* Collected data:
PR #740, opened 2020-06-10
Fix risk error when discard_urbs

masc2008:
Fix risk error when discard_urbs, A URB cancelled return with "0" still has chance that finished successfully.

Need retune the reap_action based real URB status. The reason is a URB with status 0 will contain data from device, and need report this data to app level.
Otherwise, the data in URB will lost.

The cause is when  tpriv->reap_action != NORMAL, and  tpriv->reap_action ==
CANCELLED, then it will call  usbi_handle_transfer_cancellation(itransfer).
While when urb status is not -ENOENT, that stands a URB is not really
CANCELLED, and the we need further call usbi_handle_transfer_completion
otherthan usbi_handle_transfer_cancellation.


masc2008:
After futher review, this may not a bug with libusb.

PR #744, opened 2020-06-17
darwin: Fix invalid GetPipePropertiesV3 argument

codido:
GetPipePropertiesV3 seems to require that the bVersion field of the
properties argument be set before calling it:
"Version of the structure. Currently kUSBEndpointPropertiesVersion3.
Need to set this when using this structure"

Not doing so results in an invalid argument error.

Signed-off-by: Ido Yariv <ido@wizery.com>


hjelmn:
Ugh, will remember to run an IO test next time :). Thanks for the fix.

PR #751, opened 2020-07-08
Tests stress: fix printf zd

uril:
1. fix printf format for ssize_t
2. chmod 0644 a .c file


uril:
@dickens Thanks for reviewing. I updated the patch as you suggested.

* * *

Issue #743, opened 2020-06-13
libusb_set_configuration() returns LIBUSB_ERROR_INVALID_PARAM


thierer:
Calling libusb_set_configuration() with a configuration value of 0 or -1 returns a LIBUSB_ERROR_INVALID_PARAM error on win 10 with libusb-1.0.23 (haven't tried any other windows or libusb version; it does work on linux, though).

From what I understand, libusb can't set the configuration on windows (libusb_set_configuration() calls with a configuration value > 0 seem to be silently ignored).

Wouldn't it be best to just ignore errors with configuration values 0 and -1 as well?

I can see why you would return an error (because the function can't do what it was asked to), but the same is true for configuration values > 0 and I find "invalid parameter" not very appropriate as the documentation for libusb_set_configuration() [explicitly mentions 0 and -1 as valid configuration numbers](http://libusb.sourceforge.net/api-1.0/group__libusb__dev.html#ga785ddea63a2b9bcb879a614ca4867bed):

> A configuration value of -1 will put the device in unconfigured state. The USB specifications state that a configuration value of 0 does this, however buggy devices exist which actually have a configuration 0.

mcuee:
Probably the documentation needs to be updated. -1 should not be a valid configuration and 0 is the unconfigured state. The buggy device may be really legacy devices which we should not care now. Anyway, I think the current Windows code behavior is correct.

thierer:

* Work instructions: Using the entries above, return exactly the lines from the line with "GetPipePropertiesV3 seems to" to the line with "Not doing so", counting both of those lines.

* Completed task:
GetPipePropertiesV3 seems to require that the bVersion field of the
properties argument be set before calling it:
"Version of the structure. Currently kUSBEndpointPropertiesVersion3.
Need to set this when using this structure"

Not doing so results in an invalid argument error.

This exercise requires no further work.